Early in his SAPRC career, Carter developed the first efficient chemical mechanism to describe the reactivity of more than 100 pollutants involved in ozone formation. First published in 1990, the SAPRC Mechanism—as it became known—was updated in 1999, 2007, 2016, and 2022, and has contributed to dramatic improvements in air quality in the U.S. and around the world.
A reactivity scale he published in 1994 provided a standardized way to compare the ozone-forming potential of conventional gasoline and alternative fuels, complementing efforts by automakers and oil companies pursuing greener technologies.
When UC Riverside founded the Center for Environmental Research and Technology (CE-CERT) in 1992, founding director Professor Joseph Norbeck invited Carter to join the center’s Atmospheric Processes Laboratory. Carter later moved to CE-CERT full time, where he led the design of the center’s indoor atmospheric chamber—the largest and most advanced facility of its kind in the world.
Over the course of his 50-year career, Carter has published hundreds of peer-reviewed journal articles and technical reports. Several papers have earned him recognition on Clarivate’s Highly Cited Researcher list, recognizing his enduring influence in their field of atmospheric chemistry.
Carter officially retired in 2005 at age 60. As an emeritus faculty, he has continued his work on chemical mechanisms.
While ozone is now less of a concern in the U.S., Carter said his mechanisms have applications in the study of other atmospheric processes, including the growing challenges of particulate matter and aerosol pollution. His endowed gift will ensure this work continues at CE-CERT by supporting current and future researchers in the field.

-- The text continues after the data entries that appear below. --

PR #570, opened 2017-11-23
Refactor systemtest base classes

lulf:
This is an initial refactoring of the base classes so that they share
more functionality.

* Reuse the same client factories for tests to avoid leaking vertx instances.
* The address api client is now shared globally.


systemtests/src/test/java/io/enmasse/systemtest/TestBase.java
```diff
@@ -48,73 +48,57 @@
...
-            mqttClientFactory.close();
-        }
-        if (amqpClientFactory != null) {
-            amqpClientFactory.close();
-        }
-        if (addressApiClient != null) {
-            if (createDefaultAddressSpace()) {
-                setAddresses();
-            }
-            addressApiClient.close();
```
tkratky: addressApiClient is never closed, right?

systemtests/src/test/java/io/enmasse/systemtest/BrokeredTestBase.java
```diff
@@ -0,0 +1,28 @@
...
+ * See the License for the specific language governing permissions and
+ * limitations under the License.
+ */
+
+package io.enmasse.systemtest;
+
+public class BrokeredTestBase extends TestBaseWithDefault {
+
+    private static final String defaultAddress= "brokered-default-";
+    protected AddressSpace defaultBrokeredAddressSpace = new AddressSpace(defaultAddress + "0", AddressSpaceType.BROKERED);
```
tkratky: This shouldn't be there, right? and all inherited classes should use defaultAddressSpace instead of defaultBrokeredAddressSpace

systemtests/src/test/java/io/enmasse/systemtest/TestBaseWithDefault.java
```diff
@@ -0,0 +1,146 @@
...
+    }
+
+
+    public AddressSpace getSharedAddressSpace() {
+        return defaultAddressSpace;
+    }
+
+    @Before
+    public void setupDefault() throws Exception {
+        if (environment.isMultitenant()) {
```
tkratky: this method doesn't exist since your last commit

lulf: Fixed :)

systemtests/src/test/java/io/enmasse/systemtest/BrokeredTestBase.java
lulf: You are right, removed.

systemtests/src/test/java/io/enmasse/systemtest/TestBase.java
lulf: No, but it is static now so it is only instantiated once throughout the entire testrun.

PR #571, opened 2017-11-23
Marathon fix close connection

kornys:


lulf:
It looks good, but another fix would be to close the connection factory. The fixes in #570 will make these changes void i think.

Issue #465, opened 2017-11-06
Report error events in controllers using k8s events


lulf:
The events should be labeled based on component and address space. This will be valuable for monitoring the service.

grs:
agent support in https://github.com/EnMasseProject/enmasse/pull/583

lulf:
I think we have events where we want them now.

PR #572, opened 2017-11-23
Add java interface for reporting events and a k8s implementation

lulf:
* Add use of events in ConfigMapAddressSpaceApi as an example

Issue #465

### DIFF
--- a/address-controller/src/main/java/io/enmasse/controller/standard/AddressController.java
+++ b/address-controller/src/main/java/io/enmasse/controller/standard/AddressController.java
@@ -4,6 +4,7 @@ import io.enmasse.address.model.AddressType;
 import io.enmasse.amqp.SyncRequestClient;
 import io.enmasse.controller.common.*;
 import io.enmasse.address.model.Address;
+import io.enmasse.controller.event.ControllerKind;
 import io.enmasse.k8s.api.*;
 import io.fabric8.kubernetes.api.model.Container;
 import io.fabric8.kubernetes.api.model.ContainerPort;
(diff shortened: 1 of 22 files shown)


address-controller/src/main/java/io/enmasse/controller/standard/AddressController.java
```diff
@@ -116,21 +116,26 @@ public synchronized void resourcesUpdated(Set<Address> newAddressSet) throws Exc
...
+            createBrokers(clusterList, addressByGroup);
+
+            // Perform status check
+            checkStatuses(newAddressSet);
+            for (Address address : newAddressSet) {
+                try {
+                    addressApi.replaceAddress(address);
+                } catch (KubernetesClientException ex) {
+                    log.warn("Error syncing address {}", address, ex);
+                    eventLogger.log("AddressSyncFailed", "Error syncing address: " + ex.getMessage(), "Error", "Address", address.getName());
```
rgodfrey: https://kubernetes.io/docs/api-reference/v1.8/#event-v1-core only talks of event types "Normal" and "Warning", is "Error" also valid (it seems perfectly sensible for it to be so, but the link only talks of "new types could be added in the future"

k8s-api/src/main/java/io/enmasse/k8s/api/EventLogger.java
```diff
@@ -0,0 +1,32 @@
...
+    /**
+     * Log an event.
+     *
+     * @param reason Created, Deleted etc.
+     * @param message Descriptive message
+     * @param type Severity: Normal, Error, Warning etc.
+     * @param objectKind Kind of object involved in event
+     * @param objectName Name of object involved in event
+     */
+    void log(String reason, String message, String type, String objectKind, String objectName);
```
rgodfrey: Is it worth creating constants for the even kind "Normal", "Warning" rather than having them subject to typos where this method is called?  The objectKind values should also probably come from constants though not defined here.

lulf: I'll add for Reason as well

PR #574, opened 2017-11-24
UPD AuthenticationTest - added 40s sleep after addresses are deployed

tkratky:


tkratky:
this branch was only experimental

PR #575, opened 2017-11-24
Dk add cli proton python

kornys:
#407

### DIFF
--- a/Makefile
+++ b/Makefile
@@ -60,5 +60,6 @@ systemtests:
 
 client_install:
 	npm install -g cli-rhea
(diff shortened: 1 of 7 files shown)


Makefile
```diff
@@ -60,5 +60,6 @@ systemtests:
 
 client_install:
 	npm install -g cli-rhea
+	pip install cli-proton-python
```
tkratky: make sure that pip is installed in system and add it into the list of prerequisites: https://github.com/EnMasseProject/enmasse/blob/master/HACKING.md

PR #581, opened 2017-11-28
Consumers count tkratky

tkratky:


systemtests/src/main/java/io/enmasse/systemtest/BrokerManagement.java
```diff
@@ -0,0 +1,17 @@
+package io.enmasse.systemtest;
```
lulf: I think you can just merge this with ArtemisManagement as it doesn't really add anything by being in a separate  class.

systemtests/src/test/java/io/enmasse/systemtest/TestBase.java
```diff
@@ -71,12 +77,18 @@ public void setup() throws Exception {
         addressSpaceList = new ArrayList<>();
         amqpClientFactory = new AmqpClientFactory(openShift, environment, null, username, password);
         mqttClientFactory = new MqttClientFactory(openShift, environment, null, username, password);
+        managementAmqpClientFactory = new AmqpClientFactory(openShift,
+                environment,
+                null,
+                managementCredentials.getUsername(),
+                managementCredentials.getPassword());
```
lulf: Not sure why you'd create another factory here. The username/password is just about defaults. You can create clients where you set the username/password explicitly to something different instead.

systemtests/src/test/java/io/enmasse/systemtest/TestBaseWithDefault.java
```diff
@@ -74,8 +76,21 @@ public void setupDefault() throws Exception {
...
+        getKeycloakClient().createUser(defaultAddressSpace.getName(),
+                managementCredentials.getUsername(),
+                managementCredentials.getPassword());
+
+        createGroup(defaultAddressSpace, "admin");
+        joinGroup(defaultAddressSpace, "admin", managementCredentials.getUsername());
+
         amqpClientFactory = new AmqpClientFactory(openShift, environment, defaultAddressSpace, username, password);
         mqttClientFactory = new MqttClientFactory(openShift, environment, defaultAddressSpace, username, password);
+        managementAmqpClientFactory = new AmqpClientFactory(openShift,
```
lulf: Same as above, shouldn't be needed.

systemtests/src/main/java/io/enmasse/systemtest/BrokerManagement.java
tkratky: I would like to implement logic for apache activemq broker in the future (not sure if this broker will be used in enmasse)

systemtests/src/test/java/io/enmasse/systemtest/TestBase.java
tkratky: that's true, thank you

systemtests/src/main/java/io/enmasse/systemtest/BrokerManagement.java
lulf: It's not a big deal, but me personal preference is that such a refactoring should be done when its needed. I'm fine with the current approach.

“I’d like to see someone build on the work I’ve done,” Carter said. “There aren’t many young scientists focused on atmospheric chemical mechanism development, so this could help support a graduate student or postdoc with that interest.”
Carter’s second gift, the McCall Student Success Scholarship Fund, honors his longtime friend’s wish to support students who are even earlier in their academic journeys.
The fund provides three years of support for undergraduate students who have successfully completed the year-long scholarship requirements for UCR’s Highlander Early Start Academy (HESA) —an intensive seven-week program that helps incoming first-year students build confidence and academic momentum. The first cohort of six students were awarded scholarships in November.
Both gifts, Carter said, are meant to make a focused difference.
“If I were a billionaire, I might try to cure diseases or end world hunger,” he said. “But since I’m not, I’d rather make a big difference for a few people than a tiny difference for many.”